=== Section Start ===

PR #283, opened 2022-08-10
EVENT_UPLOAD_COMPLETE checked in upload-length in last chunk

anuraagvaidya:
When upload-length-deferred is used in the case of streams, currently the FileStore does not emit EVENT_UPLOAD_COMPLETE event because it does not check the upload-length field of the request header. That's what this commit fixes.

### DIFF
--- a/lib/stores/FileStore.js
+++ b/lib/stores/FileStore.js
@@ -159,7 +159,7 @@ class FileStore extends DataStore {
                 log(`[FileStore] write: File is now ${offset} bytes`);
 
                 const config = this.configstore.get(file_id);
-                if (config && parseInt(config.upload_length, 10) === offset) {
+                if (config && parseInt(config.upload_length || req.headers['upload-length'], 10) === offset) {
                     this.emit(EVENTS.EVENT_UPLOAD_COMPLETE, { file: config });
                 }
                 return resolve(offset);


lib/stores/FileStore.js
```diff
@@ -159,7 +159,7 @@ class FileStore extends DataStore {
                 log(`[FileStore] write: File is now ${offset} bytes`);
 
                 const config = this.configstore.get(file_id);
-                if (config && parseInt(config.upload_length, 10) === offset) {
+                if (config && parseInt(config.upload_length || req.headers['upload-length'], 10) === offset) {
```
Murderlon, line 162: Thanks for the PR, but I'm not sure if this is the right place. In #186 we are splitting the responsibility of stores, they just handle store things and headers and request related things happen in request handlers.

Perhaps @mitjap has some thoughts on this here

anuraagvaidya: I agree. If you're splitting concerns then this can go in a separate callback, but since the event was not firing upon a live stream ending, this was the only immediate place I could find. I have applied it as a patch. Feel free to move it somewhere else.

mitjap:
This fix is relevant for both current master and #186 for all datastores and not only because of missing event.
But I'd do it differently. When we receive first chunk with `upload-length` header data in config store should be updated, then current check would work as expected. This might be easier to implement after #186 in merged.

Murderlon:
I can take a look at it after we merged #186 👍

Murderlon:
Superseded by #297

PR #284, opened 2022-08-11
Fix too small parts with S3 datastore

mitjap:
This PR fixes issue when uploading parts that are smaller than 5MB by ignoring them. Current implementation would upload such parts which would cause the upload to fail at the end when multipart upload is finished and S3 would reject such request.

This PR "fixes" two scenarios. 
First is when uploading chucks smaller than 5MB. Now all chunks are rejected and upload will never complete. Not sure if this is any better then error at the end :smile: 
Second is when chunks are larger than 5MB. Such upload are split to temporary files as specified in S3Store option `options.partSize` with default value of 8MB. Uploaded chunk is split into 8MB parts and a leftover part, this last part can be too small (<5MB) to be accepted by S3. This PR discards this part and signals client that it should be uploaded again. When upload is complete there will be no error.

First scenario still needs to be solved.

### DIFF
--- a/lib/models/StreamSplitter.js
+++ b/lib/models/StreamSplitter.js
@@ -96,7 +96,7 @@ class FileStreamSplitter extends stream.Writable {
                     return reject(err);
                 }
 
-                this.emit('chunkFinished', this.currentChunkPath);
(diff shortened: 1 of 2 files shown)


Murderlon (approved):

Murderlon:
Merci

=== Section End ===

WHAT IS REQUIRED: Beginning with the line that contains "PR #284, opened 2022-08-11", set down every line through the end of the data without change.

RESULT:
PR #284, opened 2022-08-11
Fix too small parts with S3 datastore

mitjap:
This PR fixes issue when uploading parts that are smaller than 5MB by ignoring them. Current implementation would upload such parts which would cause the upload to fail at the end when multipart upload is finished and S3 would reject such request.

This PR "fixes" two scenarios. 
First is when uploading chucks smaller than 5MB. Now all chunks are rejected and upload will never complete. Not sure if this is any better then error at the end :smile: 
Second is when chunks are larger than 5MB. Such upload are split to temporary files as specified in S3Store option `options.partSize` with default value of 8MB. Uploaded chunk is split into 8MB parts and a leftover part, this last part can be too small (<5MB) to be accepted by S3. This PR discards this part and signals client that it should be uploaded again. When upload is complete there will be no error.

First scenario still needs to be solved.

### DIFF
--- a/lib/models/StreamSplitter.js
+++ b/lib/models/StreamSplitter.js
@@ -96,7 +96,7 @@ class FileStreamSplitter extends stream.Writable {
                     return reject(err);
                 }
 
-                this.emit('chunkFinished', this.currentChunkPath);
(diff shortened: 1 of 2 files shown)


Murderlon (approved):

Murderlon:
Merci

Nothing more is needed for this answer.